Amir-Abdollahian emphasized that Tehran is seeking legal guarantees from the US that it will remain committed to the revived JCPOA and that Iran will get full economic benefits under the deal.
In the eyes of the US State Department, the JCPOA is not a treaty or an executive agreement. It could have become one if it were submitted to the US Congress for approval. President Barack Obama did not do this and his successor easily withdrew from the accords. The Biden administration is resisting providing legal guarantees to Iran, which makes the deal vulnerable to assertive actions from a new US administration. However, even if Biden wanted to get congressional approval for the Iran nuclear deal in a deeply polarized Congress, he would hardly get one,
according to Al-Monitor.
Why Sanctions Inevitably Backfire
While the Biden administration has yet to lift Trump's sanctions on Iran, it appears to be eager to introduce new ones. In early July, the Biden administration unveiled a fresh round of Iran-related restrictions targeting "an international network of individuals and entities" which apparently facilitated the sale of US-sanctioned Iranian oil and petrochemical products to East Asia.
Secretary of State Antony Blinken blamed Iran for the lack of progress during the nuclear talks. "Absent a change in course from Iran, we will continue to use our sanctions authorities to target exports of petroleum, petroleum products, and petrochemical products from Iran," he said.
Economic sanctions have become the default setting for the West when dealing with what it considers to be undesirable states. However, when the target country is a key exporter of a scarce commodity in high demand, such as rare earth metals, natural gas, or oil, the sanctions regime usually backfires on its initiators, according to Hossein Askari.
"Also, over time, economic and financial conditions and national alliances change, undermining the sanctions regime," the professor says. "This blowback could impose a serious burden on the sender of the sanctions, with higher prices of imported commodities, financial instability and force it to rescind the sanctions."
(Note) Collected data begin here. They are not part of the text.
PR #6188, opened 2024-02-19
Reduce frequency of global UBO changes

smoogipoo:
Prereqs:
- [x] https://github.com/ppy/osu-framework/pull/6186

Since the pre-req PR adds a common `DrawVertices()` method, we can now update the global UBO as late as possible - right before vertices need to be drawn.

The easiest way to see the difference is by using the GL renderer and noticing the reduction in the `Draw.UniformUpl` statistic. In `TestSceneTextFlow` it reduces uploads from 54 -> 28. This may lead to a minor performance increase.  
The Veldrid implementation does its own similar late-upload, which _could_ be removed but isn't done in this PR.

_In general_ though, this should slightly increase performance (not benchmarked) just from reducing struct copies.

### DIFF
--- a/osu.Framework/Graphics/Rendering/Renderer.cs
+++ b/osu.Framework/Graphics/Rendering/Renderer.cs
@@ -70,7 +70,7 @@ namespace osu.Framework.Graphics.Rendering
         public WrapMode CurrentWrapModeS { get; private set; }
         public WrapMode CurrentWrapModeT { get; private set; }
         public bool IsMaskingActive { get; private set; }
-        public bool UsingBackbuffer => FrameBuffer == null;
+        public bool UsingBackbuffer { get; private set; }
         public Texture WhitePixel => whitePixel.Value;
         DepthValue IRenderer.BackbufferDepth => backBufferDepth;
 
@@ -652,6 +652,7 @@ namespace osu.Framework.Graphics.Rendering
 
             currentMaskingInfo = maskingInfo;
 
+            // Masking is enabled for as long as any masking info is active that's not the default.
             IsMaskingActive = maskingStack.Count > 1;
             globalUniformsChanged = true;
         }
@@ -909,6 +910,8 @@ namespace osu.Framework.Graphics.Rendering
             SetFrameBufferImplementation(frameBuffer);
 
             FrameBuffer = frameBuffer;
+
+            UsingBackbuffer = frameBuffer == null;
             globalUniformsChanged = true;
         }
 
--- a/osu.Framework/Graphics/Rendering/Renderer.cs
+++ b/osu.Framework/Graphics/Rendering/Renderer.cs
@@ -26,6 +26,7 @@ using osuTK.Graphics;
 using SixLabors.ImageSharp;
 using SixLabors.ImageSharp.PixelFormats;
 using RectangleF = osu.Framework.Graphics.Primitives.RectangleF;
+using Texture = osu.Framework.Graphics.Textures.Texture;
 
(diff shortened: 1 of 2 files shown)


osu.Framework/Graphics/Rendering/Renderer.cs
```diff
@@ -698,6 +651,9 @@ private void setMaskingInfo(MaskingInfo maskingInfo, bool isPushing, bool overwr
                 PopScissor();
 
             currentMaskingInfo = maskingInfo;
+
+            IsMaskingActive = maskingStack.Count > 1;
```
bdach, line 655: This change is making me somewhat nervous. I'm guessing it's necessary to set masking info as late as possible, and nothing seems to be _dropping_ updates of this, but it's a bit shoestring - the only _actual_ point of set is here, `{Pop,Push}MaskingInfo()` calls that, and `BeginFrame()` calls `PushMaskingInfo()` so it checks out, but...

osu.Framework/Graphics/Rendering/Renderer.cs
```diff
@@ -68,8 +69,8 @@ public abstract class Renderer : IRenderer
         public StencilInfo CurrentStencilInfo { get; private set; }
         public WrapMode CurrentWrapModeS { get; private set; }
         public WrapMode CurrentWrapModeT { get; private set; }
-        public bool IsMaskingActive => maskingStack.Count > 1;
-        public bool UsingBackbuffer => frameBufferStack.Count == 0;
+        public bool IsMaskingActive { get; private set; }
+        public bool UsingBackbuffer => FrameBuffer == null;
```
bdach, line 73: Any reason for this change? It doesn't appear to be wrong, but I can't see what this gains.

bdach:
Can't see any issues in platform testing so this is _probably_ ok to go through with although I would appreciate addressing the reviews above.

osu.Framework/Graphics/Rendering/Renderer.cs
smoogipoo: There is actually a reason for this and the masking change above. I'm going to try to explain it, but it takes a bit of a mental hurdle...

There are three important operations that are happening:
```
// IsMaskingActive state changes here 
stack.Push();

// At this point, the OLD IsMaskingActive state is used
FlushCurrentBatch();

// The new masking state is set here
setNewState();
```

In the new implementation, the order has changed:
```
stack.Push();
setNewState();
FlushCurrentBatch();
```

The reason is because the UBO `set()` has been moved to `DrawVertices()`. As far as I can tell, this only affects the `IsMasking` and `UsingBackbuffer` states.

smoogipoo: I could make `UsingBackbuffer` not implemented as a computed property and set in the same way `IsMakingActive` is set. Would that improve things?

bdach: I suspected this was reordering shenanigans at play.

> I'm trying to figure out if there's a better refactoring that makes this clearer

I'm not sure one exists, this is a subtle detail. I'd maybe inline comment at most.

> I could make `UsingBackbuffer` not implemented as a computed property and set in the same way `IsMakingActive` is set. Would that improve things?

Weakly in favour because that would at least unify handling of these two special cases.

smoogipoo: I've refactored it a little bit, but I'm really not sure how to comment it without... stating the obvious? I've added a little bit of whitespace to make it more obvious that it's related to "updating the global uniforms".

According to Askari, there is a chance of China, Russia, Iran, and a few other countries banding together, completely shifting to national currencies and refusing to accept dollars as payment. "If this were to happen, it would impose a heavy price on the United States," he says.
"We already see countries such as Iran, Russia, and China move to devise alternatives to Western and American trade, technologies, and banking mechanisms such as SWIFT," Mehran Kamrava echoes. "This is a long term development, but it is quite likely that the sanctions work to reduce dependency on the dollar, create alternative trading partners and trade blocs, and result in the development of domestic industries that produce goods that were previously imported."